_TASK_. Among the entries below, one stretch runs from the line that contains "2. Click F5 from keyboard" through the line that contains "## Motivation and context". Repeat that stretch exactly, ends included, and only that.

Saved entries
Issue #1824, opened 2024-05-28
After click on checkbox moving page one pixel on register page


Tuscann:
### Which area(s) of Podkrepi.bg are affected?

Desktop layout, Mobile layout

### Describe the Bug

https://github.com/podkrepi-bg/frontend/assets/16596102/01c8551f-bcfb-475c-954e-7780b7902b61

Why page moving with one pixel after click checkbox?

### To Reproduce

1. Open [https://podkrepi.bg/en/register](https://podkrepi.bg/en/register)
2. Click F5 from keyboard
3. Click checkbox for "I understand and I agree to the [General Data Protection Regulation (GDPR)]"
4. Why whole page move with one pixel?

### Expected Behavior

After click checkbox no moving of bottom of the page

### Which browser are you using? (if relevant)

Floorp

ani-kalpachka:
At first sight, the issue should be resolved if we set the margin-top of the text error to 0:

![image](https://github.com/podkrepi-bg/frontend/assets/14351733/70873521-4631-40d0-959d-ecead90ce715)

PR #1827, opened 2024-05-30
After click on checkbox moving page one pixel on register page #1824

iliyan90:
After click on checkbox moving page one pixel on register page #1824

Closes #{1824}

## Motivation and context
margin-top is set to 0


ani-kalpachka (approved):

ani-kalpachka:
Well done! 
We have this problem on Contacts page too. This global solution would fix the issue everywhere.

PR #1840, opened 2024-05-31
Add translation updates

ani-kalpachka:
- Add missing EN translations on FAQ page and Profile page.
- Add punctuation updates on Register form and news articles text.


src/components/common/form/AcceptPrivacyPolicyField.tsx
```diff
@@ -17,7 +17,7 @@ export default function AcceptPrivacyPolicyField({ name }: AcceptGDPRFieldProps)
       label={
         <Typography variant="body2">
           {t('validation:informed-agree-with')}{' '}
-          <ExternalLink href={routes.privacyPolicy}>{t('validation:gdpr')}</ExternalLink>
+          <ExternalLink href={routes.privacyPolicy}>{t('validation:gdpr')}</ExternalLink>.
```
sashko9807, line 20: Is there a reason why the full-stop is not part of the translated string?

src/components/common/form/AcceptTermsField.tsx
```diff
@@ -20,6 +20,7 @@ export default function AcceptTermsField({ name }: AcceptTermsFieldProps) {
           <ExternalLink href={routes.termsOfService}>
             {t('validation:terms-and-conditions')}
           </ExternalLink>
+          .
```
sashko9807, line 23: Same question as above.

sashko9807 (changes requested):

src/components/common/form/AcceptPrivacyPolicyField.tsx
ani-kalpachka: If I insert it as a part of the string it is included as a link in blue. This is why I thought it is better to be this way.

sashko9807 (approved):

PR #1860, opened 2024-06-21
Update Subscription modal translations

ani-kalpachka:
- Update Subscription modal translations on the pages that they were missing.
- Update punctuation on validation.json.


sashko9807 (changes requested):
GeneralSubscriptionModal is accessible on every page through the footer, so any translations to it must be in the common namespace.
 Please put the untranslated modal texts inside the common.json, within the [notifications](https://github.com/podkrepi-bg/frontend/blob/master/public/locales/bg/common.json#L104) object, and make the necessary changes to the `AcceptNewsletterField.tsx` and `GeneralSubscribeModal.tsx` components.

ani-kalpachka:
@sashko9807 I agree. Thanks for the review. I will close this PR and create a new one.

_EXERCISE ANSWER_.
2. Click F5 from keyboard
3. Click checkbox for "I understand and I agree to the [General Data Protection Regulation (GDPR)]"
4. Why whole page move with one pixel?

### Expected Behavior

After click checkbox no moving of bottom of the page

### Which browser are you using? (if relevant)

Floorp

ani-kalpachka:
At first sight, the issue should be resolved if we set the margin-top of the text error to 0:

![image](https://github.com/podkrepi-bg/frontend/assets/14351733/70873521-4631-40d0-959d-ecead90ce715)

PR #1827, opened 2024-05-30
After click on checkbox moving page one pixel on register page #1824

iliyan90:
After click on checkbox moving page one pixel on register page #1824

Closes #{1824}

## Motivation and context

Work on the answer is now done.